_Data for review_
PR #2466, opened 2018-05-01
Handle token time parsing exceptions

mic-kul:
The current implementation of token time parsing can lead to a server crash using crafted packet.

`std::stoul` throws 2 types of exceptions: 
- one on an empty string and/or string not containing any numbers
- another if the parsed number would overflow the `long` type
http://en.cppreference.com/w/cpp/string/basic_string/stoul

### DIFF
--- a/src/protocolgame.cpp
+++ b/src/protocolgame.cpp
@@ -281,7 +281,16 @@ void ProtocolGame::onRecvFirstMessage(NetworkMessage& msg)
 	std::string& accountName = sessionArgs[0];
 	std::string& password = sessionArgs[1];
 	std::string& token = sessionArgs[2];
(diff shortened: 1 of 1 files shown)


ranisalt:
I'd rather use `std::strtoul` and avoid exceptions altogether.

mic-kul:
@ranisalt Actually I was considering using it, but found this... https://github.com/otland/forgottenserver/commit/aed6af694aa4bd4e61c83a3d2391b5761f5d7944
You can simply revert that change

ranisalt:
Oh, you are right, I didn't remember the signature for `strtoull` used C-style strings. Considering that, LGTM

PR #2214, opened 2017-03-25
Guildhalls and guild bank.

Znote:
WIP #2213 Click on issue link for further description.

**Edit: 13. Jul 2020:** Feature implementation complete! 
**Edit: 15. Nov 2020:** Rebase with master to continue testing

#### Schema changes
* houses.type to determine if it is a house or guildhall. 
* guilds.balance to determine the guild balance. 
* guild_transactions table to log transactions between guildmember and the guild, as well as between guilds.
* Schema version update to ~25~ 27

#### data folder changes
* Lua migrations added to reflect schema changes.
* Changed 4 houses to be flagged as guildhalls.
image

#### Engine/C++/Lua changes
* ```house:getType()``` return house type enums. 1 = HOUSE_TYPE_NORMAL, 2 = HOUSE_TYPE_GUILDHALL 
* Update database `houses` table with house type
* Modify house owner to no longer be Player guid implicit, but either player.guid or guild.id depending on house type.
* Create bank NPC to support (unrestricted) deposit to and (restricted) withdraws from guild banks. And (restricted) transfers between guilds.
* Make bank NPC use `guild_transactions` and give player receipts for their deposits and withdrawals.

#### WIP Known issues / todo:
* Testing rent paying. (might have broken rent/payhouses)?
* Looking at house doors seems to have inconsistent behavior (Does not always display house data) **Edit:** Does not seem to be related to this PR, getting same issue with otland/master
* Testing selling guildhalls with !sellhouse
* Todo: ~~Transfer funds between guilds~~ Fixed 29.06.2020
* Todo: ~~guild_transaction table was a bit too ambigious, want to rename the guild columns~~ Fixed 29.06.2020
* Todo: ~~!buyhouse: account for guild:getBankBalance() and only for guild leaders~~ Fixed 12.07.2020
* Todo: ~~sell house account for guildhalls~~ Fixed 13.07.2020

> as of 10.7 update we have Receipts:
> Receipts are pieces of paper which confirm whether or not guild-related transactions were successful, and also provide details about said transactions. There are 2 types of receipts:
> 
> Receipt (Fail) - a receipt of a failed transaction
> Receipt (Success) - a receipt of a successful transaction
> 
> [[source](https://tibia.fandom.com/wiki/Receipt)]

#### Postoned for later PR/skipped:
[...]

PR #2467, opened 2018-05-15
Guild halls support

nekiro:
In this pull request I'm trying to add missing guild halls support.

What does this pr add?
- now every guild can have it's own residence, which should be guild hall, but isn't required, it's up you to check that, keep in mind that you cannot set it from lua script, this should be done by AAC (because AAC creates new guild entry in database)
- you can now call house:isGuildHall() to check whether it is guild hall or not
- loading houses from houses.xml, will now parse missing "guildhall" attribute
- houses now have one additional attribute called guildId, this attribute stores guild that owns this house, this should be used only with guild halls
- made tfs load ownerid from database to determine who is the guild leader, this will fail if we have more than one leader in a guild, but currently the only other option is to check guildrank if its number 3, because 3 is leader.

Probably forgot about something as always, so let me know if anything is missing, btw. I didn't test this code.

New enums:
HOUSE_TYPE_NORMAL
HOUSE_TYPE_GUILDHALL

New lua methods:
- guild:setHouseId() -- sets guild hall id
- guild:getHouseId() -- gets guild hall id
- house:getType() -- returns house type
- house:setGuildId() -- sets guild id
- house:getGuildId() -- gets guild id


vankk:
I think that you missed the in-game part, should has a condition in _House::setOwner_ that if the house is a guildHall and who is purchasing is a guild leader then should set was a guild house to the Guild. It may be good for thoses servers how uses !buyhouse command.

malucooo:
need replace line 275 on iomapserialize.cpp
DBResult_ptr result = db.storeQuery("SELECT `id`, `owner`, `paid`, `warnings` FROM `houses`");
for this:
DBResult_ptr result = db.storeQuery("SELECT `id`, `owner`, `paid`, `warnings`, `guildid` FROM `houses`");

thanks for advance!

schema.sql
```diff
@@ -207,6 +208,7 @@ CREATE TABLE IF NOT EXISTS `houses` (
   `highest_bidder` int(11) NOT NULL DEFAULT '0',
   `size` int(11) NOT NULL DEFAULT '0',
   `beds` int(11) NOT NULL DEFAULT '0',
+  `guildid` int(11) NOT NULL,
```
DSpeichert: should be guild_id

schema.sql
```diff
@@ -133,6 +133,7 @@ CREATE TABLE IF NOT EXISTS `guilds` (
   `ownerid` int(11) NOT NULL,
   `creationdata` int(11) NOT NULL,
   `motd` varchar(255) NOT NULL DEFAULT '',
+  `residence` int(11) NOT NULL,
```
DSpeichert: should be house_id

src/guild.h
```diff
@@ -69,6 +69,12 @@ class Guild
 		void setMotd(const std::string& motd) {
 			this->motd = motd;
 		}
+		uint32_t getResidenceId() const {
```
DSpeichert: Instead of "residence" use "house", it's an actual entity in DB and really it's a house.

nekiro:
@vankk there was a reason why I didnt touch that. Current tfs code is only loading guilds from database (these guilds are created by AAC), we are not saving the guild from tfs in any scenario. So when we set the house id attribute to guild in tfs source, it won't get saved. I can write additional function that would be called after setting house id to guild, but I don't know if this is right approach.

schema.sql
```diff
@@ -133,6 +133,7 @@ CREATE TABLE IF NOT EXISTS `guilds` (
   `ownerid` int(11) NOT NULL,
   `creationdata` int(11) NOT NULL,
   `motd` varchar(255) NOT NULL DEFAULT '',
+  `house_id` int(11) NOT NULL,
```
DSpeichert: You can't update schema.sql
It must be a migration.

schema.sql
```diff
@@ -207,6 +207,7 @@ CREATE TABLE IF NOT EXISTS `houses` (
   `highest_bidder` int(11) NOT NULL DEFAULT '0',
   `size` int(11) NOT NULL DEFAULT '0',
   `beds` int(11) NOT NULL DEFAULT '0',
+  `guild_id` int(11) NOT NULL,
```
DSpeichert: There's also this one here that should be a migration instead.

DSpeichert:
@Znote can you take a look at this vs #2214 ?

WibbenZ:
LGTM

Znote:
Sorry, this got hidden in my backlog. Gonna take a proper look at it tonight/tomorrow.

Znote:
This vs #2214 
* This does not help an AAC understand what is and what isn't a guildhall. How do I differentiate between a normal house and a guildhall in the houses table (if they both are available)? This only adds an uneccesary reference? 
* Shouldn't it be possible to distinguish an available house from an available guildhall in-game?
* This adds 4 bytes overhead to each houses rows + 4 bytes overhead to all guild rows. Mine only add 1 byte overhead to houses rows. (+8 to guilds with guild_bank functionality)
* This only supports guild halls. Mine supports up to 128 different house group types, where 0 would be considered a house, 1 would be considered guildhalls, and 2+ for custom types. (etc 10+townid could be town hall rooms)? You can be more creative in Lua. 
* This does not support guild bank, mine does with an additional table and 8 byte bigint column in guilds row

@nekiro Have you looked at my request, do you think you could give the c++ code a go there? 
if you could use house type instead, wrap regular house functions to use type 0, guildhalls to use type 1, and create a generic function which checks for configured type?

How do I get the guildid <-> houseid reference without the reference? I go through the player id. (owner) 

**Sample: 1:**
All guildhalls, if guild_id is null then guildhall is available. (dont have a guild owner)
```sql
SELECT 
	`h`.`id`,
	`h`.`owner`,
	`g`.`id` AS `guild_id`
FROM `houses` AS `h` 
LEFT JOIN `guilds` AS `g` 
	ON `h`.`owner` = `g`.`ownerid`
	AND `h`.`type` = 1 
WHERE `h`.`type` = 1 
```

**Sample 2:**
All guilds, if house_id is null then guild does not have a guildhall
```sql
SELECT 
	`g`.`id`,
	`g`.`ownerid`,
	`h`.`id` AS `house_id`
FROM `guilds` AS `g`
LEFT JOIN `houses` AS `h`
	ON `g`.`ownerid` = `h`.`owner` 
	AND `h`.`type` = 1
```

data/migrations/23.lua
```diff
@@ -1,3 +1,6 @@
 function onUpdateDatabase()
-	return false
+	print("> Updating database to version 24 (Guildhall support)")
+	db.query("ALTER TABLE `guilds` ADD `house_id` int(11) NOT NULL")
+	db.query("ALTER TABLE `houses` ADD `guild_id` int(11) NOT NULL")
+	return true
```
Znote:
```suggestion
	db.query("ALTER TABLE `houses` ADD `type` tinyint(3) NOT NULL DEFAULT '0'")
	return true
```

PR #763, opened 2015-09-26
Use async version of bcrypt.compare

rluba:
Previously, the whole node server was blocked for a short period of time whenever someone logged in.

I couldn't find any tests for the node server. Are there any?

_What is expected_
Search the records for the string "vankk" and report each line that has it.

_Result of the task_
vankk:
@vankk there was a reason why I didnt touch that. Current tfs code is only loading guilds from database (these guilds are created by AAC), we are not saving the guild from tfs in any scenario. So when we set the house id attribute to guild in tfs source, it won't get saved. I can write additional function that would be called after setting house id to guild, but I don't know if this is right approach.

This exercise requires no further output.